The Web works well for me with the ads displayed. """

Yes, it's perfectly fine... If you want to punch-the-monkey, a dozen popups
beneath your window, moving images that can cause photo-epilepsy all over the
place and of course the latest trend: "Oh, you scrolled a couple of times? Let
me show you a huge overlay ad with a very dark backdrop(that isn't always
click-to-dismiss) and a very obscure close button."

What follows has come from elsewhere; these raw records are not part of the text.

PR #209, opened 2019-08-02
jsonnet: Include workload:*:sum metrics in reporting

smarterclayton:
Infrastructure usage is now measured as cluster usage - workload usage
to better capture host level measurements. This changes telemetry to
report that additional value for comparison.

Depends on https://github.com/openshift/cluster-monitoring-operator/pull/425 which is merged


LiliC:
/cherrypick release-4.1

See https://github.com/openshift/cluster-monitoring-operator/pull/432#issuecomment-520504198

PR #210, opened 2019-08-02
Bug 1737164: Add OLM metrics to whitelist

ecordell:
cherry pick of #195


crawford:
The release architects have agreed that there is no need for a valid Bugzilla for this particular backport due to it being purely telemetry-focused and because QE isn't able to verify.

PR #212, opened 2019-08-05
metrics: gather cluster_installer series

crawford:
This series will allow us to determine whether a cluster was created
using IPI or UPI. Once Hive and CI are updated, we'll also be able to
determine if a cluster was created by CI or if it was created by Hive.

The series captures the install type, the version of the tool, and its
invoker (in addition to the standard labels):

    cluster_installer{
        type="openshift-install",
        version="unreleased-master-1209-gfd08f44181f2111",
        invoker="user",
    } 0 1562168623759

This is a backport of https://github.com/openshift/telemeter/pull/189.


crawford:
The release architects have agreed that there is no need for a valid Bugzilla for this particular backport due to it being purely telemetry-focused and because QE isn't able to verify.

PR #213, opened 2019-08-06
pkg/store/forward: defensively override timestamps

squat:
This commit ensures that time series forwarded by telemeter server to a
remote-write endpoint will defensively have their timestamps
overwritten, ensuring that they are always increasing monotonically.

cc @metalmatze @brancz

### DIFF
--- a/pkg/store/forward/forward.go
+++ b/pkg/store/forward/forward.go
@@ -18,7 +18,9 @@ import (
 	"github.com/openshift/telemeter/pkg/store"
 )
 
-const metricName = "__name__"
+const (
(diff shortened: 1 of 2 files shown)


brancz:
Thinking about this some more ... I think we should probably only overwrite time stamps when absolutely necessary and have a metric for when we do so.

squat:
Yes we can definitely do that. I was thinking about only overwriting when
the drift is negative (timestamp is in the future) and increment a
“timestamp_overwritten” counter

brancz:
Sounds good to me.

PR #214, opened 2019-08-07
Log the mean drift from current timestamp when forward fails

metalmatze:
For every failed request we will get the mean drift from the current timestamp. This should be helpful to find clusters that are way off.

/cc @squat @kakkoyun @brancz

### DIFF
--- a/pkg/store/forward/forward.go
+++ b/pkg/store/forward/forward.go
@@ -108,13 +108,16 @@ func (s *Store) WriteMetrics(ctx context.Context, p *store.PartitionedMetrics) e
 				WithLabelValues(fmt.Sprintf("%d", resp.StatusCode)).
 				Observe(time.Since(begin).Seconds())
 
-			if resp.StatusCode/100 != 2 {
-				meanDrift := timeseriesMeanDrift(timeseries, time.Now().Unix())
-				return fmt.Errorf("response status code is %s - mean drift from now for clusters %s is: %.3fs",
-					resp.Status,
+			meanDrift := timeseriesMeanDrift(timeseries, time.Now().Unix())
+			if meanDrift > 10 {
+				log.Printf("mean drift from now for clusters %s is: %.3fs",
 					p.PartitionKey,
 					meanDrift,
 				)
+			}
+
+			if resp.StatusCode/100 != 2 {
+				return fmt.Errorf("response status code is %s", resp.Status)
 			}
 
 			s := 0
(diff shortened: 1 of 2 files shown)


pkg/store/forward/forward.go
```diff
@@ -109,7 +109,12 @@ func (s *Store) WriteMetrics(ctx context.Context, p *store.PartitionedMetrics) e
 				Observe(time.Since(begin).Seconds())
 
 			if resp.StatusCode/100 != 2 {
-				return fmt.Errorf("response was not 200 OK, but %s", resp.Status)
+				mean := timeseriesMeanDrift(timeseries, time.Now().Unix()*1000)
+				return fmt.Errorf("response status code is %s - mean drift from now for clusters %S is: %.3fms",
+					resp.Status,
+					p.PartitionKey,
+					float64(time.Now().Second())-mean,
```
squat: The mean drift will be something like `200ms`, we dont need to subtract that again from `now`, right?

pkg/store/forward/forward.go
```diff
@@ -109,7 +109,12 @@ func (s *Store) WriteMetrics(ctx context.Context, p *store.PartitionedMetrics) e
 				Observe(time.Since(begin).Seconds())
 
 			if resp.StatusCode/100 != 2 {
-				return fmt.Errorf("response was not 200 OK, but %s", resp.Status)
+				mean := timeseriesMeanDrift(timeseries, time.Now().Unix()*1000)
+				return fmt.Errorf("response status code is %s - mean drift from now for clusters %S is: %.3fms",
```
squat: `%S` should be `%s`

pkg/store/forward/forward.go
```diff
@@ -109,7 +109,12 @@ func (s *Store) WriteMetrics(ctx context.Context, p *store.PartitionedMetrics) e
 				Observe(time.Since(begin).Seconds())
 
 			if resp.StatusCode/100 != 2 {
-				return fmt.Errorf("response was not 200 OK, but %s", resp.Status)
+				mean := timeseriesMeanDrift(timeseries, time.Now().Unix()*1000)
```
squat: looking at this again, the second param for `timeseriesMeanDrift` is seconds, not milliseconds, so we don't need the `*1000`

pkg/store/forward/forward.go
squat: also, looking at it again, `timeseriesMeanDrift`, returns a value in seconds, not millis, so it should be `%.3fs`.

pkg/store/forward/forward.go
metalmatze: Exactly. I already calculate the mean of the drift (which is now - timestamp) per timestamp.

PR #2, opened 2019-07-17
feat: added utils for running probot apps in gcf

orthros:
Work in progress. Tests are still failing.

Needs License header (if only there was a bot for this! 🤔)


orthros:
cc @bcoe

packages/gcf-utils/package.json
```diff
@@ -0,0 +1,45 @@
...
+  "name": "gcf-utils",
+  "version": "0.1.0",
+  "description": "An extension for running Probot in Google Cloud Functions",
+  "scripts": {
+    "compile": "tsc -p .",
+    "prepare": "npm run compile",
+    "pretest": "npm run compile",
+    "test": "cross-env LOG_LEVEL=fatal mocha --recursive ./build/test",
+    "fix": "gts check",
+    "check": "gts fix"
```
bcoe: we switched this to `lint` from `check` in the top level.

packages/gcf-utils/src/gcf-utils.ts
```diff
@@ -0,0 +1,113 @@
...
+import { Storage } from '@google-cloud/storage';
+import * as KMS from '@google-cloud/kms';
+import { readFileSync } from 'fs';
+import * as express from 'express';
+
+
+export class GCFBootstrapper {
+  probot?: Probot;
+
+  async loadProbot(appFn: ApplicationFunction): Promise<Probot> {
```
bcoe: how are you picturing applications will bootstrap, does it make sense to expose this as a bin, so that ultimately we just having something like:

```json
{
  "scripts": {
    "prod": "cf-probot ./build/my-bot.js"
  }
}
```

orthros: I would imagine it would be something similar to the following:

``` typescript
import { GCFBootstrapper } from '../gcf-utils';
import * as appFn from './';

bootstrap = new GCFBootstrapper();
module.exports = bootstrap.gcf(appFn);
```

With that being the "main" that is loaded as a Cloud Function.

It is fairly boilerplate, but I think holds in convention with other Probot apps && will allow us to write our "core" Probot apps cross-functional if need be.

What do you think?

bcoe: this seems reasonable to me, I think we can probably just add a `bin/run.js` for our bots, which the boiler plate you shared, and then make `npm run` call this 👍

PR #16, opened 2019-08-01
test: adds integration test for gcf-utils and a local development opt…

orthros:
…ion for conventional-commit-lint


packages/conventional-commit-lint/src/app.ts
```diff
@@ -18,4 +18,9 @@ import { GCFBootstrapper } from 'gcf-utils';
 import appFn from './conventional-commit-lint';
 
 const bootstrap = new GCFBootstrapper();
-module.exports.conventional_commit_lint = bootstrap.gcf(appFn);
+async function run() {
+    const opts = await bootstrap.getProbotConfig();
+    console.info(opts.cert);
```
bcoe: we can probably revert this bit, will be curious to see if the underlying bug crops up again.

packages/gcf-utils/src/gcf-utils.ts
```diff
@@ -93,6 +93,7 @@ export class GCFBootstrapper {
       // Do the thing
       if (name) {
         try {
+          console.log(request.body);
```
bcoe: can probably nuke this console.log.

packages/conventional-commit-lint/package.json
```diff
@@ -30,23 +31,28 @@
     "@commitlint/config-conventional": "^8.0.0",
     "@commitlint/lint": "^8.0.0",
     "@octokit/rest": "^16.28.3",
-    "gcf-utils": "^0.4.1",
-    "probot": "^9.2.15"
+    "gcf-utils": "^0.4.0",
+    "probot": "^9.2.20"
   },
   "devDependencies": {
+    "@types/body-parser": "^1.17.0",
```
bcoe: I think this should be in `dependencies` not `devDependencies`.

orthros:
No problems on the nits. I just wanted to get exactly what we had (no matter how rough) into a branch so we can get more eyes on it if need be.

packages/conventional-commit-lint/package.json
orthros: I left this in the devDependencies as (in theory) one should only be using body-parser when running locally.

bcoe: oh, fair my bad; `@types` should usually be dev dependencies.

packages/gcf-utils/package.json
```diff
@@ -6,7 +6,8 @@
     "compile": "tsc -p .",
     "prepare": "npm run compile",
     "pretest": "npm run compile",
-    "test": "cross-env LOG_LEVEL=fatal mocha --recursive ./build/test",
+    "test": "cross-env LOG_LEVEL=fatal mocha ./build/test",
+    "test:integration": "npm run pretest && cross-env LOG_LEVEL=fatal mocha ./build/test/integration",
```
JustinBeckwith: Can we use `system-test` to be more consistent with other modules?

packages/gcf-utils/package.json
```diff
@@ -53,4 +54,4 @@
     "package.json",
     "LICENSE"
   ]
-}
+}
```
JustinBeckwith: Let's make the angry red squiggle go away

packages/conventional-commit-lint/src/local.ts
```diff
@@ -0,0 +1,41 @@
...
+
+import { GCFBootstrapper } from 'gcf-utils';
+import appFn from './conventional-commit-lint';
+import express from 'express';
+import { config } from 'dotenv';
+import { resolve } from 'path';
+import * as bodyParser from 'body-parser';
+
+const out = config({ path: resolve(__dirname, '../../.env') });
+console.log(out);
```
JustinBeckwith: Will this env config have keys in it that shouldn't be output to logs?

packages/gcf-utils/src/bin/genkey.ts
```diff
@@ -25,127 +25,133 @@ import { Base64 } from 'js-base64';
...
 const botname: string = argv.bot as string;
 const webhookSecret: string = argv.secret as string;
 const id: number = argv.id as number;
 
-
 if (!project) {
-    console.error('Project name is required');
-    yargs.showHelp();
-    process.exit(1);
+  console.error('Project name is required');
```
JustinBeckwith: Pretty sure there's a way to make `yargs` do this kind of validation for us, right @bcoe ?

packages/gcf-utils/src/bin/genkey.ts
```diff
@@ -25,127 +25,133 @@ import { Base64 } from 'js-base64';
...
+    const kmsclient = new KMS.KeyManagementServiceClient(opts);
+
+    const name = kmsclient.cryptoKeyPath(project, location, keyring, botname);
+
+    const plaintext = Base64.encode(JSON.stringify(blob));
+    const [kmsresult] = await kmsclient.encrypt({ name, plaintext });
+    encblob = kmsresult.ciphertext;
+  } catch (e) {
+    console.error('Got an error encrypting the blob');
+    console.error(e);
```
JustinBeckwith: Instead of this, can we just `throw e`?  @bcoe

packages/gcf-utils/test/integration/gcf-utils-integration.ts
```diff
@@ -0,0 +1,64 @@
...
+
+  describe('loadProbot', () => {
+    let bootstrapper: GCFBootstrapper;
+
+    beforeEach(async () => {
+      bootstrapper = new GCFBootstrapper();
+      config({ path: resolve(__dirname, '../../.env') });
+    });
+
+    afterEach(() => {});
```
JustinBeckwith: Don't think we need this

packages/gcf-utils/test/integration/gcf-utils-integration.ts
```diff
@@ -0,0 +1,64 @@
...
+
+    it('is called properly', async () => {
+      const pb = await bootstrapper.loadProbot((app: Application) => {
+        app.on('foo', async context => {
+          console.log('We are called!');
+        });
+      });
+      //console.log(pb);
```
JustinBeckwith: lets remove that

packages/conventional-commit-lint/src/local.ts
orthros: The .env in this case just has environment variables like GCP Project name, Bucket Name, Function Name etc.

```
DRIFT_PRO_BUCKET=YOUR_BUCKET_NAME
GCF_SHORT_FUNCTION_NAME=YOUR_FUNCTION_NAME
PROJECT_ID=YOUR_PROJECT_NAME
KEY_LOCATION=global
KEY_RING=YOUR_KEY_NAME
```

packages/gcf-utils/package.json
orthros: I actually don't see an angry red squiggle anywhere 😬

packages/gcf-utils/src/bin/genkey.ts
bcoe: @orthros in this case, I tend to agree, you could probably just drop the `try`, `catch`, and let the exception bubble to the terminal.

Where I will sometimes capture errors, is for user facing CLI applications, where I potentially want to obfuscate the internal implementation (do they even need to know it's Node.js). In this case, I'd just let it throw.

bcoe:
@orthros bother you to rebase and we can merge this, if there's still some worthwhile testing code you'd like to keep?

packages/gcf-utils/src/bin/genkey.ts
orthros: Done 👍

PR #18, opened 2019-08-01
feat(gcf-utils): Utility to add/upload probot secrets.

orthros:
Added new bin: `genkey`, which will build and encrypt a set of
configuration options and upload them to a GCS bucket.

### DIFF
--- a/packages/gcf-utils/src/bin/genkey.ts
+++ b/packages/gcf-utils/src/bin/genkey.ts
@@ -17,55 +17,84 @@
 
 import fs from 'fs';
 import path from 'path';
-import commander from 'commander';
+import * as yargs from 'yargs';
+import { Argv } from 'yargs';
 import * as KMS from '@google-cloud/kms';
 import { Storage, StorageOptions } from '@google-cloud/storage';
 import { Base64 } from 'js-base64';
 import { Options } from 'probot';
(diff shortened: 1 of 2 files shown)


packages/gcf-utils/src/bin/genkey.ts
```diff
@@ -0,0 +1,122 @@
...
+import fs from 'fs';
+import path from 'path';
+import commander from 'commander';
+import * as KMS from '@google-cloud/kms';
+import { Storage, StorageOptions } from '@google-cloud/storage';
+import { Base64 } from 'js-base64';
+import { Options } from 'probot';
+import * as tmp from 'tmp';
+
+commander
```
bcoe: I believe in developers making their own design decisions ... but since I wrote yargs, there's a pretty good chance I eventually swap it in for commander :stuck_out_tongue:

orthros: WHOOPS! 😅 Maybe I'll refactor tomorrow morning

bcoe: @orthros I mean, one less repo to generate bug reports for me from; don't feel you have to.

orthros: Too late!

PR #25, opened 2019-08-11
feat: add label-sync bot

### LINKED ISSUE #52: New Bot: Label sync
Provide a common set of labels (name and color) that can be enforced in all repositories across an organization.

JustinBeckwith:
Fixes #52


packages/label-sync/src/app.ts
```diff
@@ -0,0 +1,142 @@
...
+    await reconcileLabels(owner, repo, context.github);
+  });
+
+  // On startup, synchronize labels for all relevant repos
+  const reposResponse = await request<RepoResponse>({
+    url: reposUrl
+  });
+  await Promise.all(reposResponse.data.repos.map(r => {
+    const [owner, repo] = r.repo.split('/');
+    return reconcileLabels(owner, repo, {} as any);
```
JustinBeckwith: When this bot wakes up for the first time, I'd like to iterate over all repos and run this little reconciler thingy.  After that, we'll just look at net new repos.  When someone modifies the `labels.json`, my assumption is that this would get re-deployed, and restart the server, running this thingy again.  Here's the only problem.  I don't seem to have access to the `context.github` object with the preloaded `octokit` instance like I have on event hooks.  

Do y'all have any ideas on the "right" way to do this?
@orthros @bcoe

packages/label-sync/src/label-sync.ts
```diff
@@ -0,0 +1,130 @@
...
+    language: string;
+    repo: string;
+  }[]
+}
+
+export = (app: Application) => {
+  // Sync labels when a new repo is created
+  app.on('schedule.repository', async context => {
+    // this needs logic to list all the repos we
+    // have label sync installed on:
```
bcoe: `schedule.repository` will be called on whatever schedule we wish, with an authenticated `context.github` instance. We should update the bot logic to pull a list of repos that need to have their labels fixed (we probably want to do this on a fairly infrequent schedule, e.g., daily).

bcoe:
@JustinBeckwith is this ready to go out the door, once linting passes?

packages/label-sync/src/label-sync.ts
```diff
@@ -0,0 +1,137 @@
...
+interface Repos {
+  repos: [{
+    language: string,
+    repo: string
+  }]
+}
+
+export = (app: Application) => {
+  const events = [
+    'repository.created',
```
bcoe: this seems reasonable to me 👍 

So if I edit labels they immediately go back to where they started.

The one use-case we don't cover, is how we periodically sync labels as new ones are added.

JustinBeckwith: We don't really need periodic :) Below we trigger a full on update whenever there are pushes to the repo-automation bots repo (with a todo to make it more scoped).

packages/label-sync/src/label-sync.ts
```diff
@@ -0,0 +1,176 @@
...
+    'repository.transferred',
+    'label.edited',
+    'label.deleted',
+  ];
+
+  events.forEach(evt =>
+    app.on(evt, async c => {
```
bcoe: you can provide an array to `events` rather than calling `app.on` multiple times I believe.

JustinBeckwith:
aiight @bcoe & @chingor13 - this is actually ready now :) Happy to work with y'all to get it deployed next week.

Truth is that people are naturally becoming more resistant to ads, which leads
to making them more intrusive. And this in turn leads anyone that can, to seek
ways to get rid of them.

This may continue for a few years, but I think that publishers should begin
preparing for alternate sources of income, instead of hoping to go back in
time.

Disclaimer: I've used ads, made even some(little) money of them. And I use
AdBlock because the web is truly awful without it.

------
radoslawc
I find hard to comprehend how some people don't see those really obtrusive ads
(flashing, overlay etc.) same as spam or other unsolicited product information
like flyers being put to your mailbox. And for former ones this is in many
countries treated as felony or either way forbidden by law.

Frequent contra argument to "I'm not influenced by ads so I'm not going to buy
this stuff either way" is that it works on subliminal level, yada yada. And
that's what's immoral, mildly brainwashing people.

------
emmab
> No, it really wasn’t – it was perfectly fine, you’re just being a snob. The
> Web works well for me with the ads displayed.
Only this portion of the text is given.